[Records provided Boundary: Start]

PR #345, opened 2021-11-18
Fix: Add Debug to Logger

mzegar:


code/global/LoggerExtenstion.cs
```diff
@@ -0,0 +1,17 @@
+using Sandbox;
+
+namespace TTTReborn.Globals
+{
+    public static class LoggerExtenstion
```
Alf21, line 5:
```suggestion
    public static class LoggerExtension
```

Alf21 (changes requested):

mzegar:
@Alf21 I am merging since this fixes our uncompiling gamemode. Feel free to poke me if you have any other changes you wanted.

PR #346, opened 2021-11-19
Fix: Send RPC to one person

mzegar:


Alf21:
What does it fix? It definitely breaks the weapon syncing for the first person spectators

[Records provided Boundary: End]

▶ _Problem to solve_:
Scan the listing above and copy all lines containing the word "class".

▶ _Output for this exercise_:
+    public static class LoggerExtenstion
    public static class LoggerExtension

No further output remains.